Knowing the learning brain cycle induces to think in the importance that has the sensory input for adequate learning. The sensory cortex that receives input from the outside world correlated with concrete experience, depending on direct physical information from the world. The back integrative cortex that is related with integration of sensory information to create images and meaning, matches with reflection. The frontal integrative cortex that is responsible for organizing actions for the entire body is related to the generation of abstractions and development of plans for future actions. Finally, the motor cortex that triggers all voluntary muscle to produce movement correlates with the necessity for action in completion of the learning cycle. Thus, learning requires conversion of ideas into muscular actions, including written and spoken language.
Student Learning Styles
There are different ways of understanding the learning process,one of them is provided by cognitive theories focused on how to learn and based on a constructivist postulate in which the subject constructs his knowledge of the world from the perception and the action.
Learning is considered not as a passive and receptive process, but as an interactive and dynamic process through which external information is interpreted and reinterpreted by the mind, gradually building increasingly complex explanatory models .
Even the best teachers have difficulty communicating knowledge to students when trying to apply the theoretical and pedagogical foundations in practice. The methodology used by the teacher and the evaluation method used can either promote or inhibit student learning strategies. In turn, in addition to using their cognitive abilities to structure the form of study, they must organize and prioritize their learning materials by providing adequate time for it.

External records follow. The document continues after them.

PR #1295, opened 2019-08-16
Remove duplicate code when removing blocks after each test

RachelleT:
Fixes # Instead of manually removing blocks after each test, code is placed in the AfterEach block to automatically remove blocks after each test.

To test: The blocks are removed by the code in the afterEach block.

Update release notes:


hypest:
👋 @RachelleT and sorry for the delayed response here.

I'm a bit confused about the changes in this PR. Can you expand the PR description with individual explanation of each change? Thanks in advance!

Also, I see that the PR includes a new application (`MyApplication`). Was that included in the PR by intention? What does the new application offer? If it's needed functionality, perhaps we can chat about adding it to the existing demo app in this repo.

__device-tests__/helpers/caps.js
```diff
@@ -1,7 +1,7 @@
 exports.ios12 = {
 	browserName: '',
 	platformName: 'iOS',
-	platformVersion: '12.2',
+	platformVersion: '12.4',
```
JavonDavis: Any specific reason for this change? This updates the version used on CI and I'm not sure if that's available as yet

__device-tests__/pages/editor-page.js
```diff
@@ -46,7 +46,7 @@ export default class EditorPage {
 	// Finds the wd element for new block that was added and sets the element attribute
 	// and accessibilityId attributes on this object and selects the block
 	// position uses one based numbering
-	async getBlockAtPosition( position: number, blockName: string ) {
+	async getBlockAtPosition( position: number, blockName: string = '' ) {
```
JavonDavis: Hmm I'm not seeing where you used this default value, is there a reason you included it here?

__device-tests__/gutenberg-editor-block-insertion.test.js
```diff
@@ -38,6 +39,28 @@ describe( 'Gutenberg Editor tests for Block insertion', () => {
 		editorPage = new EditorPage( driver );
 	} );
 
+	afterEach( async () => {
+		let blockExist = await editorPage.hasBlockAtPosition( 1 );
```
JavonDavis: This block of code is duplicated across the tests that you used them in. Might be best if we put it into a function and call it, maybe `utils.js` could be a could spot, let me know what you think? Also is there a reason it's not used in the other tests?

JavonDavis:
@RachelleT also seems like there's a few merge conflicts with develop, could you resolve those? Thanks!

__device-tests__/gutenberg-editor-block-insertion.test.js
RachelleT: I get what you're saying and it makes sense. Do you think its better if the code goes in utils or editor-page? The code uses functions from editor-page, if it goes in utils I would have to import from editor page.

RachelleT:
Closing in favor of #1585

How students perform these tasks depends, to a large extent, on their way of being and thinking and, above all, on their preference to use different learning strategies. Thus, defining the construct learning style is essential to delineate the areas covered, and particularly its possible applications.
The term “learning style” refers to the fact that each person uses their own method or strategies when learning. While strategies vary depending on what you want to learn, each tends to develop certain preferences or global trends, trends that define a particular style. Therefore, learning styles are like conclusions we reached about the way people act. However, when addressing the study of learning styles, it is difficult to provide a single definition that truly explains what this construct is. This difficulty occurs because it is a concept that has been addressed from many different perspectives, and in the literature we observe a large plurality of definitions according to various authors, some of which we note below.
Some learn skills that stand out above others as a result of hereditary apparatus of their own life experiences and the demands of the current environment .
Learning style is a particular set of behaviors and attitudes related to the learning context .
The manner in which people gather, process, internalize, and remember new information .
One of the most inclusive definitions is from Keefe , who stated: “Learning styles are cognitive, affective, and physiological traits that serve as relatively stable indicators of how learners perceive, interact and respond to their learning environments”. That is, the cognitive traits pertain to how students structure the content, form and use concepts, interpret information, solve problems, and select means of representation (visual, auditory, kinaesthetic). They are highly individualized preferences and trends that influence learning and they are dependent on the way that new acquired information is selected, represented, and processed. The previous cognitive structure provides meaning and organization to experiences and allows the student to go beyond the information given.